Exercise instructions: When you reach the line containing "I expect the" in the records below, start copying exactly, and stop once you have copied the line containing "fixes https://github.com/elastic/search-ui/issues/837.".

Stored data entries
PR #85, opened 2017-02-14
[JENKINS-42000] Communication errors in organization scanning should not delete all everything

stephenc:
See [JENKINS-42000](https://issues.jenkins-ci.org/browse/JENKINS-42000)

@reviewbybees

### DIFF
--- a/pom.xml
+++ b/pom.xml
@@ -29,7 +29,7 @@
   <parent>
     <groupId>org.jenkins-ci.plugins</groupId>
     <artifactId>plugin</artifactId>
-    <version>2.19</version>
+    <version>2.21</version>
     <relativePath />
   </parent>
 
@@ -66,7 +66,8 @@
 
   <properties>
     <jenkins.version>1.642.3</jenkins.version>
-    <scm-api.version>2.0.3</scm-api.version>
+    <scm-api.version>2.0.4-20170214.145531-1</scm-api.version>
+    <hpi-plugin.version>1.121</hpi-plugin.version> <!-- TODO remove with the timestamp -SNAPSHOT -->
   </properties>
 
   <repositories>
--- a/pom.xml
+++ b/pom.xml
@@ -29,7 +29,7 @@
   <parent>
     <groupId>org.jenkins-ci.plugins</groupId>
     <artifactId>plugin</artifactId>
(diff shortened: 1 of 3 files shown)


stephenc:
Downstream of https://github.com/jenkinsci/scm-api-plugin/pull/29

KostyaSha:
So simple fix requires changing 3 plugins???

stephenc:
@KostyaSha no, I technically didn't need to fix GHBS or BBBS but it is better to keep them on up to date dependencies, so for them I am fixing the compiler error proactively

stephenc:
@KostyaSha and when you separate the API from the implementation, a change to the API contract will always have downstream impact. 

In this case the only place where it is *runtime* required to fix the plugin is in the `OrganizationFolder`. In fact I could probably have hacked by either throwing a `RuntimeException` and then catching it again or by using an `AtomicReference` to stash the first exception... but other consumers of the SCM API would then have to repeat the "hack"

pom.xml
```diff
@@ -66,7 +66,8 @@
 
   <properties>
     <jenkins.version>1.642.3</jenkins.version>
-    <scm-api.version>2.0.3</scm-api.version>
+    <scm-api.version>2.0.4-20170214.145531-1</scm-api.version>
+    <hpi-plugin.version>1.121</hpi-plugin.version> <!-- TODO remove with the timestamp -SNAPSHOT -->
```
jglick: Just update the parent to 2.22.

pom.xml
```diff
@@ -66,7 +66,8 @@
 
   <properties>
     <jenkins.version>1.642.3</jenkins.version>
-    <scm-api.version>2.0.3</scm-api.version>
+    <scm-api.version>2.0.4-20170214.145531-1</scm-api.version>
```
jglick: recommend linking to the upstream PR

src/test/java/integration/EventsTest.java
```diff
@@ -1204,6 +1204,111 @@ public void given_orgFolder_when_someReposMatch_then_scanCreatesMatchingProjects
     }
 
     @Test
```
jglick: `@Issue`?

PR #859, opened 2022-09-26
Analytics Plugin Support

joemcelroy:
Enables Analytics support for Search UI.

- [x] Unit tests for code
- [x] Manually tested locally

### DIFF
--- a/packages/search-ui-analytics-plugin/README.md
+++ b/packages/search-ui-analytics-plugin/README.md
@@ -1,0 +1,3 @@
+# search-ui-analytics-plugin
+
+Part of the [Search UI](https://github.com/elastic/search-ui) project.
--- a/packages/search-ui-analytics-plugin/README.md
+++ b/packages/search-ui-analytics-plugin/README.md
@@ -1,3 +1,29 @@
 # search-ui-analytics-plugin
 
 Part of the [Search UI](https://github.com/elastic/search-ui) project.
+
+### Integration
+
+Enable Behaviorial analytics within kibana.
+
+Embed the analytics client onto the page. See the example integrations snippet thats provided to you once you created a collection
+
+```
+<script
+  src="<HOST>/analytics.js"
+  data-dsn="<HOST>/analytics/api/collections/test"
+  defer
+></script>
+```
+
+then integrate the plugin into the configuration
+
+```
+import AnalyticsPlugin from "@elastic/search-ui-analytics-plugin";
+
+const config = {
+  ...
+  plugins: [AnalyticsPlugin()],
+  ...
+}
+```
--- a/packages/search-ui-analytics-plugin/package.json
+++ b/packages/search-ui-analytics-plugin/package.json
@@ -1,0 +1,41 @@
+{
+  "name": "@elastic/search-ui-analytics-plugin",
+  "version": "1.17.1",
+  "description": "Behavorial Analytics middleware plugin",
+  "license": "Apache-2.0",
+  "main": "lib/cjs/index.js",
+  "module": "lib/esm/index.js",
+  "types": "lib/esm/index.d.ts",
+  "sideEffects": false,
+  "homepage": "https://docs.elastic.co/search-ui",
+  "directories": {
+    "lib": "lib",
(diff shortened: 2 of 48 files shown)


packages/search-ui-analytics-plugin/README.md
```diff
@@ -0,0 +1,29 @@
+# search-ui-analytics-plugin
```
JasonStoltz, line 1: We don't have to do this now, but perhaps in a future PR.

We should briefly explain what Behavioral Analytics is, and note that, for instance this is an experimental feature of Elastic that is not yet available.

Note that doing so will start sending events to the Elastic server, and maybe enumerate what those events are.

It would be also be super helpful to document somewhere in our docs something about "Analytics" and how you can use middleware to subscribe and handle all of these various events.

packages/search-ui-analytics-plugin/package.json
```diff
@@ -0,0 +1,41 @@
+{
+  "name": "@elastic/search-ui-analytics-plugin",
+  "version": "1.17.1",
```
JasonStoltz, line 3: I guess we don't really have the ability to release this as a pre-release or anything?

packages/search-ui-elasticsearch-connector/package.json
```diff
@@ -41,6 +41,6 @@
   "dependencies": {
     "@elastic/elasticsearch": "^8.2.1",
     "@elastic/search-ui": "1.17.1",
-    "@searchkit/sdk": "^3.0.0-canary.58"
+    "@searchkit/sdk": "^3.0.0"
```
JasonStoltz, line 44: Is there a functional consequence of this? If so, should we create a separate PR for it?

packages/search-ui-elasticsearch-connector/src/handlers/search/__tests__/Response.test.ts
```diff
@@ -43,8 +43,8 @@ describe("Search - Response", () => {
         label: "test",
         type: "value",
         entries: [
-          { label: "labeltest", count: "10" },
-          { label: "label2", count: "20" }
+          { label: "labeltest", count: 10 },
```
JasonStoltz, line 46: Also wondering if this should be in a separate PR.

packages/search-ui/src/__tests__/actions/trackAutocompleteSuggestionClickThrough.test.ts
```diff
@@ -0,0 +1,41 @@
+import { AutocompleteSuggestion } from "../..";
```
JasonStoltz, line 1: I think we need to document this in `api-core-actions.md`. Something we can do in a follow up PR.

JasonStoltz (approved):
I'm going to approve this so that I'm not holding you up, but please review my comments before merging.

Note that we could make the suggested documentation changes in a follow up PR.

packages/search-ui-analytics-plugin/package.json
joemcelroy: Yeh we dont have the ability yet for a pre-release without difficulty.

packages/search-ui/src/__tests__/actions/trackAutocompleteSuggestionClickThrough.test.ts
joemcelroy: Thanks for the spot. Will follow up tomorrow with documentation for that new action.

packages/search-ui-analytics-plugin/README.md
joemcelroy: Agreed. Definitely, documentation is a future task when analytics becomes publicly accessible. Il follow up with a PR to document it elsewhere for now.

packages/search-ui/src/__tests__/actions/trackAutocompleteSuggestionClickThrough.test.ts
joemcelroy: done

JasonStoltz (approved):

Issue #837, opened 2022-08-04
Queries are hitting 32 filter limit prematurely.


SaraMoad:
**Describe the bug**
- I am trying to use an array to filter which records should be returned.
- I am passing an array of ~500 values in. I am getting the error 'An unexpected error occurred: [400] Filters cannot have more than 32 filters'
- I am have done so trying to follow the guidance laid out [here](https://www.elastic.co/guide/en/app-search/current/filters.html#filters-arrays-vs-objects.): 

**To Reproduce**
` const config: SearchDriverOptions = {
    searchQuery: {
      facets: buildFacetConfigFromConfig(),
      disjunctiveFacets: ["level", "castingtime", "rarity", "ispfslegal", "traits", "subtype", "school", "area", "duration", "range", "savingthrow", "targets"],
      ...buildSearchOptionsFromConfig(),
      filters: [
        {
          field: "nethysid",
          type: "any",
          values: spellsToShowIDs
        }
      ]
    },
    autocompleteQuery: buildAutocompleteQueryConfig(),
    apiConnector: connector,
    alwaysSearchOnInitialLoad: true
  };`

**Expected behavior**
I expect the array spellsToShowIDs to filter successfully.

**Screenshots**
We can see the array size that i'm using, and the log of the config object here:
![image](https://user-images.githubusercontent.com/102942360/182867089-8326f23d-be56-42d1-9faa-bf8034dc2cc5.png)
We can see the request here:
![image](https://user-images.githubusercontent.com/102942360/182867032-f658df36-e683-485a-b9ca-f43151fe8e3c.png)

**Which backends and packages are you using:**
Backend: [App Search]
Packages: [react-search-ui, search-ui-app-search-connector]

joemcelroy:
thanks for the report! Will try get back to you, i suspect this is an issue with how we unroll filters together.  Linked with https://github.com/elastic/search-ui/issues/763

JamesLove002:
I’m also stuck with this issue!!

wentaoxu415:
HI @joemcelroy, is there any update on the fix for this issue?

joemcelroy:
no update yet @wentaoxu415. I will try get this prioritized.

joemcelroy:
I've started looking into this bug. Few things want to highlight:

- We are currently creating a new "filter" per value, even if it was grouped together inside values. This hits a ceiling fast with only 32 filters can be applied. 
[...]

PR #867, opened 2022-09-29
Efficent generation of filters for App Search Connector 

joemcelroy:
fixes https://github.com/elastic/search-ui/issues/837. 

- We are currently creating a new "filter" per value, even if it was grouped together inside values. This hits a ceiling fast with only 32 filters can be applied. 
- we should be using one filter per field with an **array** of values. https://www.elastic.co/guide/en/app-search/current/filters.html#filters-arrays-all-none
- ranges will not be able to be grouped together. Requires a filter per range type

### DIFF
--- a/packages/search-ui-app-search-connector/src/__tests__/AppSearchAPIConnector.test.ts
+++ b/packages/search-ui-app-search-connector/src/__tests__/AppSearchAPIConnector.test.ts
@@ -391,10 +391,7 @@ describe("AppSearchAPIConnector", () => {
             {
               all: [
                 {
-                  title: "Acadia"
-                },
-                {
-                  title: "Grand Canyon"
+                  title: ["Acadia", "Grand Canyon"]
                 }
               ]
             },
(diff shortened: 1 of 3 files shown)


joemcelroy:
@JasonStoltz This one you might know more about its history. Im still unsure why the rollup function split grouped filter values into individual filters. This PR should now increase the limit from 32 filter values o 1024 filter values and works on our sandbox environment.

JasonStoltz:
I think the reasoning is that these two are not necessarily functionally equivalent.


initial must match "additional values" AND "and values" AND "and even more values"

* * *

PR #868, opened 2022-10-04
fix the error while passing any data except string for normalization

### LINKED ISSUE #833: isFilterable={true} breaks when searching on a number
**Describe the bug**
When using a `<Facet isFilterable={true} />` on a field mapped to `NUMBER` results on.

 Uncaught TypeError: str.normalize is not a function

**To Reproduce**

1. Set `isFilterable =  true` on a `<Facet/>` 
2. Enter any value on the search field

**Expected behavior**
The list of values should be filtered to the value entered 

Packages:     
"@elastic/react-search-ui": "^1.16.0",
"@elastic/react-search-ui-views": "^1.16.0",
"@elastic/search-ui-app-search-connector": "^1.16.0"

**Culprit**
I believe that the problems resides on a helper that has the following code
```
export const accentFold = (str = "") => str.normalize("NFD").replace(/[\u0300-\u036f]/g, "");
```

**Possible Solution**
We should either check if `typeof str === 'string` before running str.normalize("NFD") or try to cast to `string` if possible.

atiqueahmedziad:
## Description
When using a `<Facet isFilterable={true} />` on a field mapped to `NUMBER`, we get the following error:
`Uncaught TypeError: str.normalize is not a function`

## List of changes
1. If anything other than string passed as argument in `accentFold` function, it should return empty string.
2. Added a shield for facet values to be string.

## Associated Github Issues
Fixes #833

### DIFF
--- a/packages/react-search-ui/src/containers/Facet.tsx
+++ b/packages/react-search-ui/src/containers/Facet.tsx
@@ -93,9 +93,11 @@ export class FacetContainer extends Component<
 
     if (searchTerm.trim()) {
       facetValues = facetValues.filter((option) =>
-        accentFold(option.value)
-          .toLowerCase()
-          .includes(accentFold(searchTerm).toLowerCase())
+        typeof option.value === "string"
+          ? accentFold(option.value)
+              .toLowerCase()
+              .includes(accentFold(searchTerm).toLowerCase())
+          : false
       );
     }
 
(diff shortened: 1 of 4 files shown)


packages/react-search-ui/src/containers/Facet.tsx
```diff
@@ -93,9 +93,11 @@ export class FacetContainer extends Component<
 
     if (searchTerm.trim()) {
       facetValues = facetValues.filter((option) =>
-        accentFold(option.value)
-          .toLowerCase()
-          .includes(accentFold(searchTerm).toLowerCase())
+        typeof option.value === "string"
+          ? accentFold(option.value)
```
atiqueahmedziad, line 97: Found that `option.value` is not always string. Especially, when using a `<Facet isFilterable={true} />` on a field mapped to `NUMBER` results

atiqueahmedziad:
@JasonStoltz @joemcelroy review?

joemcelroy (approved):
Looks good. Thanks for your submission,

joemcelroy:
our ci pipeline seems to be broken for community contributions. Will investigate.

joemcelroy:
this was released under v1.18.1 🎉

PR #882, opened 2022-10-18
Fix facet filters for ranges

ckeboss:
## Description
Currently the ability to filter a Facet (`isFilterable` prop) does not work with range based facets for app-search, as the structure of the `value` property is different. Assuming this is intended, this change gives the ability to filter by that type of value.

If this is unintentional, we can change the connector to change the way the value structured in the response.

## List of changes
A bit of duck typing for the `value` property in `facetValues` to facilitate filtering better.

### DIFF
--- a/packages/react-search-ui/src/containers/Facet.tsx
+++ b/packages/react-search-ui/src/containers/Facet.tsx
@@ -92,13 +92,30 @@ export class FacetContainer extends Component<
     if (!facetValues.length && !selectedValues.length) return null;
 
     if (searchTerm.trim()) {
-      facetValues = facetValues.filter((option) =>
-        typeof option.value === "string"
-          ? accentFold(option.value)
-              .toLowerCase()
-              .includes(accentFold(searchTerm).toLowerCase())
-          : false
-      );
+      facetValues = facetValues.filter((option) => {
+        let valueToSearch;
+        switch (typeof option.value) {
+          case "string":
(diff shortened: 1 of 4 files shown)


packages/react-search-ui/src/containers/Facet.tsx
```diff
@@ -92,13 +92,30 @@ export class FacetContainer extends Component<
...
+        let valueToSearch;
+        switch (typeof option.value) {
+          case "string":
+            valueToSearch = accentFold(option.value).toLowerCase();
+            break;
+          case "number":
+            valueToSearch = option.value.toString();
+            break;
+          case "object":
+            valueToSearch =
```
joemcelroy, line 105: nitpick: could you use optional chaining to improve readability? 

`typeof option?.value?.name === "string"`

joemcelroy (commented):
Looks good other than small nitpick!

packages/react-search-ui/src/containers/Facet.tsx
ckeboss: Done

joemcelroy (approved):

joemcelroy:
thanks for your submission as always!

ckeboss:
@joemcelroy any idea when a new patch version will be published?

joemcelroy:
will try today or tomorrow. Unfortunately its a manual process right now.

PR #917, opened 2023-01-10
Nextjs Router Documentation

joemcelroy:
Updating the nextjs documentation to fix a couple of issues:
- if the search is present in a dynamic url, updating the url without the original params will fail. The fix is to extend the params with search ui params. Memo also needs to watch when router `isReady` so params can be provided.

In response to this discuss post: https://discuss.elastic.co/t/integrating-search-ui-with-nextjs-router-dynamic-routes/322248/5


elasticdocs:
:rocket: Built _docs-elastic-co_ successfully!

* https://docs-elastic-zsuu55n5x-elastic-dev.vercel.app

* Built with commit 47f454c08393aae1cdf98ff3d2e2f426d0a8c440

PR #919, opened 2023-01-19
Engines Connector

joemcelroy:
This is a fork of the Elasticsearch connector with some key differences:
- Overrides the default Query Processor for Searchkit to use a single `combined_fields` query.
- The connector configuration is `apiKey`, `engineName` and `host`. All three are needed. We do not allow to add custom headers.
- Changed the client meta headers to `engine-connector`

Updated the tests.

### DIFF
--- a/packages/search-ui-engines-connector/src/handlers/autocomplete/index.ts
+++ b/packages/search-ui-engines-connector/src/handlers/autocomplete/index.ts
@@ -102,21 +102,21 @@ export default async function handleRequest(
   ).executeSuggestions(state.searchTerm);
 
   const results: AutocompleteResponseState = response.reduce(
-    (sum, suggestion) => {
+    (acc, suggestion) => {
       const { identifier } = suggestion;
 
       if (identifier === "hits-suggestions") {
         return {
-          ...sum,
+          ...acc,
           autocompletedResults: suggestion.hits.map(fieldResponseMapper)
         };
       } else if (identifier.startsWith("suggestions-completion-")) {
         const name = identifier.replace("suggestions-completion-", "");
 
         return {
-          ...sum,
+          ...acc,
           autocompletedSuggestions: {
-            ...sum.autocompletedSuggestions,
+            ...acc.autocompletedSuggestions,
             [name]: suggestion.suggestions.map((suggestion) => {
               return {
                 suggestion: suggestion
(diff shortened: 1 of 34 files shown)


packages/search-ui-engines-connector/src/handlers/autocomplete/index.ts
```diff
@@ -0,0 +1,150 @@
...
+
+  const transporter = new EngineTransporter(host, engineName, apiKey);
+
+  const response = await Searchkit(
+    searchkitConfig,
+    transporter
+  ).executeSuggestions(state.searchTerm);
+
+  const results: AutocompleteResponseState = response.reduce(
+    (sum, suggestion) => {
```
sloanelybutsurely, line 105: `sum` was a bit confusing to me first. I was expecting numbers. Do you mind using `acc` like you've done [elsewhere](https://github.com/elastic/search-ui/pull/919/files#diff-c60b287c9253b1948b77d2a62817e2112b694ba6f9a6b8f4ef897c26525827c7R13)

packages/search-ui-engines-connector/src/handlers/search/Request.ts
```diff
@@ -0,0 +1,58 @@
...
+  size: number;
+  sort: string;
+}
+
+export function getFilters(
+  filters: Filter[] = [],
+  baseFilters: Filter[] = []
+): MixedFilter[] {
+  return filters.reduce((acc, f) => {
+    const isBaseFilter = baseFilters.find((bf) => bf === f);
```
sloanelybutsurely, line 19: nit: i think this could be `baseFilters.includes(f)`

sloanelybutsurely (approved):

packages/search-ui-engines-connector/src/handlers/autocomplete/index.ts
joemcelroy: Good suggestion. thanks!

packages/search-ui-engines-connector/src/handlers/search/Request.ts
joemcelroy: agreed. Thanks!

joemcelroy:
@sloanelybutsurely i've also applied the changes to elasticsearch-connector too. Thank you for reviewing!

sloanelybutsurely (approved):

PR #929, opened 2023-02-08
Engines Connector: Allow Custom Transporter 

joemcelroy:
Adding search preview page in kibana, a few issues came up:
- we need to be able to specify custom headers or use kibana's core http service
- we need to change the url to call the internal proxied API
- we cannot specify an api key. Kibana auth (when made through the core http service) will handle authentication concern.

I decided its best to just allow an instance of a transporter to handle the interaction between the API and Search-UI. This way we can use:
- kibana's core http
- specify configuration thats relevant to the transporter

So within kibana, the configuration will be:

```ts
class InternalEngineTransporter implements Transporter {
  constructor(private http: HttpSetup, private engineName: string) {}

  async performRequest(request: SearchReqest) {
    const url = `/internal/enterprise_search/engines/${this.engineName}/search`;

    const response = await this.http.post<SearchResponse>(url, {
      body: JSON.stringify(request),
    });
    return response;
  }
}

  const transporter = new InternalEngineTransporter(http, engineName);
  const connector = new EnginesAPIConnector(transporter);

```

* * *

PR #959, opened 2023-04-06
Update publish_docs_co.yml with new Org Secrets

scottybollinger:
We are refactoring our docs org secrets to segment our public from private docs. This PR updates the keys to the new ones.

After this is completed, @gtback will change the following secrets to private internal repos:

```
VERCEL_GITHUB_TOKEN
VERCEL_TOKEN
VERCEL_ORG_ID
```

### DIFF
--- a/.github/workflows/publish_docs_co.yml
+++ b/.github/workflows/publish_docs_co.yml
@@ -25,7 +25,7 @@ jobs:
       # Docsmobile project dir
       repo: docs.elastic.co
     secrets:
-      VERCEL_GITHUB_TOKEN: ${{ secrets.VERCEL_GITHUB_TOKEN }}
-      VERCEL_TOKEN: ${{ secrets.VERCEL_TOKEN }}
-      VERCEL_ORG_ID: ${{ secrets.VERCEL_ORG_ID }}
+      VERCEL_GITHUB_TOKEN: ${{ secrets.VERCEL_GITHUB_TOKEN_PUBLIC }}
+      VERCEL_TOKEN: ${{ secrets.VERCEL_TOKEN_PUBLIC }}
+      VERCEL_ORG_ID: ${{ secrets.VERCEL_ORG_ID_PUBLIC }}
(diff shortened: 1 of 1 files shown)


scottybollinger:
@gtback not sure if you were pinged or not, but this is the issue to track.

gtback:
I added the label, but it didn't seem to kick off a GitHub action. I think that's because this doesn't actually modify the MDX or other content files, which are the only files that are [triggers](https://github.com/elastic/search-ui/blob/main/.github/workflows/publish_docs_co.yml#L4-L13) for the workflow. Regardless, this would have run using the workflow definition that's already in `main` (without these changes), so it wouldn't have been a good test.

Reply:
I expect the array spellsToShowIDs to filter successfully.

**Screenshots**
We can see the array size that i'm using, and the log of the config object here:
![image](https://user-images.githubusercontent.com/102942360/182867089-8326f23d-be56-42d1-9faa-bf8034dc2cc5.png)
We can see the request here:
![image](https://user-images.githubusercontent.com/102942360/182867032-f658df36-e683-485a-b9ca-f43151fe8e3c.png)

**Which backends and packages are you using:**
Backend: [App Search]
Packages: [react-search-ui, search-ui-app-search-connector]

joemcelroy:
thanks for the report! Will try get back to you, i suspect this is an issue with how we unroll filters together.  Linked with https://github.com/elastic/search-ui/issues/763

JamesLove002:
I’m also stuck with this issue!!

wentaoxu415:
HI @joemcelroy, is there any update on the fix for this issue?

joemcelroy:
no update yet @wentaoxu415. I will try get this prioritized.

joemcelroy:
I've started looking into this bug. Few things want to highlight:

- We are currently creating a new "filter" per value, even if it was grouped together inside values. This hits a ceiling fast with only 32 filters can be applied. 
[...]

PR #867, opened 2022-09-29
Efficent generation of filters for App Search Connector 

joemcelroy:
fixes https://github.com/elastic/search-ui/issues/837. 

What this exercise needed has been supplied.